Niye bu yıllarda yaşıyoruz? Bir nedeni olmalı diye düşünüyorum. Ben bu yıllara ait hissetmiyorum kendimi.
----Muhakkak bir nedeni vardır. Sen hangi yıllarda yaşamak isterdin ki?
Yani ben kılıcı elinde at üstünde bir savaşçı olmak isterdim. 900-1500 yılları arasında Bir Türk savaşçısı olmak isterdim. Hem vatanı hem İslamı koruyan. Yani ona uygun olduğumu düşünüyorum.
----Bu dönemde ne var ki?
Teknoloji var. Sohbetler bilgisayar başında. Aşklar bilgisayar başında. Hırslar idealler teknoloji esareti altında. Savaşlar kalleşçe. Oysa savaş kutsaldır. Yüzyüze kılıçla yapılır. Tamam önceden de siyaset vardı. Ali Cengiz oyunları vardı ama bu yıllardaki gibi değildi. Yok ya ben bu dönemi sevmiyorum.
----Teknoloji kolaylaştırmadı deme daha da zorlaştırdı.
Kesinlikle. En basiti bilgisayar olmasa yüzyüze konuşmaya alışırdım. Kız işlerinde çok daha iyi olurdum. Şaka bir yana tabiki zorlaştırdı. Önceden idealleri olan insanlar arkadaşlarıyla beraber yola çıkıp ideallerini gerçekleştirebiliyordu.

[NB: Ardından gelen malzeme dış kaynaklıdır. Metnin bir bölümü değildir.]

PR #142, opened 2020-01-06
DEX-560 gRPC settings + issues

vsuharnikov:
DEX Server:
* Shutdown cases are handled correctly. Also improved startup;
* Now there are 4 thread pools: broadcast, order history, gRPC and common pool for CPU tasks;
* Scala's global execution context is configurable through config;
* Fixed tasks those minstakenly ran on wrong thread pool;
* MatcherApiRoute.getSettings - supported order versions are calculated everytime;

DEX Server configuration:
* Added waves-blockchain-client settings. They contain gRPC and caches settings;
* grpc.integration.waves-node-grpc is removed;

Integration tests API:
* Added profiling for DEX Container;
* Container's logs contain more system information. Now all logs are wrote through Docker Volume;
* Added HasToxiProxy with ToxiProxyContainer inside. ToxiProxy removed;
* BaseContainersKit now creates the network;
* Increased timeout to start containers both Waves NODE and DEX;
* Removed *ContainerInfo classes. Companion objects of containers include all required for a container creation;

Other changes:
* Added actors logging;
* Fixed AddressActor.getOrdersToCancel;
* Removed not used code.


dex-it-common/src/main/scala/com/wavesplatform/dex/it/config/Implicits.scala
```diff
@@ -0,0 +1,20 @@
...
+        .render(
+          ConfigRenderOptions
+            .concise()
+            .setOriginComments(false)
+            .setComments(false)
+            .setFormatted(true)
+            .setJson(false)
+        )
+  }
+}
```
DenisSerebryansky: Move to _com.wavesplatform.dex.settings.utils.ConfigOps_

dex-it-common/src/main/scala/com/wavesplatform/dex/it/docker/DexContainer.scala
```diff
@@ -0,0 +1,109 @@
...
+        s"-Dlogback.brief.fullPath=$containerLogsPath/container-$containerName.log",
+        s"-Dlogback.detailed.fullPath=$containerLogsPath/container-$containerName.detailed.log"
+      ).prependIf(isProfilingEnabled) {
+          // https://www.yourkit.com/docs/java/help/startup_options.jsp
+          s"-J-agentpath:/usr/local/YourKit-JavaProfiler-2019.8/bin/linux-x86-64/libyjpagent.so=port=10001,listen=all" +
+            s",sampling,monitors,sessionname=prof-$containerName,snapshot_name_format={sessionname}," +
+            s"dir=$containerLogsPath,logdir=$containerLogsPath,onexit=snapshot"
+        }
+        .mkString(" ", " ", " ")
+  )
```
DenisSerebryansky: Why did you extract this code from _BaseContainer_ (former `create` method) and in fact duplicate it in _DexContainer_ and _WavesNodeContainer_?

dex/src/main/scala/com/wavesplatform/dex/Matcher.scala
```diff
@@ -368,37 +398,50 @@ class Matcher(settings: MatcherSettings, gRPCExtensionClient: DEXClient)(implici
...
-        log.info("Waiting all snapshots are restored ...")
-        waitSnapshotsRestored(settings.snapshotsLoadingTimeout)
-      }
+
       deadline = settings.startEventsProcessingTimeout.fromNow
-      lastOffsetQueue <- {
+      (_, lastOffsetQueue) <- {
+        log.info("Waiting all snapshots are restored ...")
+        waitSnapshotsRestored(settings.snapshotsLoadingTimeout).map { _ =>
+          log.info("All snapshots re restored")
```
DenisSerebryansky: are restored?

waves-integration/src/main/scala/com/wavesplatform/dex/grpc/integration/WavesBlockchainClientBuilder.scala
```diff
@@ -0,0 +1,33 @@
...
+object WavesBlockchainClientBuilder extends ScorexLogging {
+  def async(wavesBlockchainClientSettings: WavesBlockchainClientSettings,
+            monixScheduler: Scheduler,
+            grpcExecutionContext: ExecutionContext): WavesBlockchainClient[Future] = {
+    log.info(s"Building gRPC client for server: ${wavesBlockchainClientSettings.grpc.target}")
+
+    val eventLoopGroup = new NioEventLoopGroup
+    val channel = wavesBlockchainClientSettings.grpc.toNettyChannelBuilder
+      .nameResolverFactory(new DnsNameResolverProvider)
+      .defaultLoadBalancingPolicy("pick_first")
```
DenisSerebryansky: Actually this parameter is used by default

dex-it-common/src/main/scala/com/wavesplatform/dex/it/config/Implicits.scala
vsuharnikov: I can't, it used in `DexContainer` and `WavesNodeContainer`, those are in `dex-it-common`

dex-it-common/src/main/scala/com/wavesplatform/dex/it/docker/DexContainer.scala
vsuharnikov: 1. It is likely took too much efforts to maintain a common method. It contains a common code, but most arguments to them are differ. Also the code was simple here.

2. It was uncomfortable to edit container's starting options without seeing environment variables (and modifying it too!). This is the reason I moved content of *ContainerInfo classes to related companion objects. There are also a golden rule: keep entities those likely change together in same place. I believe we don't follow it everywhere, but it is a good rule, let's aim it

3. Not big deal, but with different special "create" methods for both containers we get the freedom from any Node's changes. Probably we will use their docker image (from docker hub) in the future. This change won't require a new round of code generalization.

dex/src/main/scala/com/wavesplatform/dex/Matcher.scala
vsuharnikov: Fixed

waves-integration/src/main/scala/com/wavesplatform/dex/grpc/integration/WavesBlockchainClientBuilder.scala
vsuharnikov: Done

dex-it-common/src/main/scala/com/wavesplatform/dex/it/config/Implicits.scala
DenisSerebryansky: `dex-it-common` depends on `dex`, so it should be possible

vsuharnikov: Done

Mesela Kürşad ve 40 çerisi. Belki bağımsızlığı kazandıramadılar ama bağımsızlık yolunu açtılar. Şimdi Doğu Türkistanda 40 kişi nerde yapıyor böyle bir şeyi. İsterse ellerinde son çıkan silahlar olsun yine yapamazlar. Teknoloji elimizi kolumuzu bağladı.
----İdaelin güçlüyse ortam ne kadar güç olursa olsun o yolda yürürsün. Ya başarırsın ya da başkalarının başarması için yol açarsın. Şimdi teknolojiyi bahane etme. İstesen yaparsın ama sen umutsuzsun.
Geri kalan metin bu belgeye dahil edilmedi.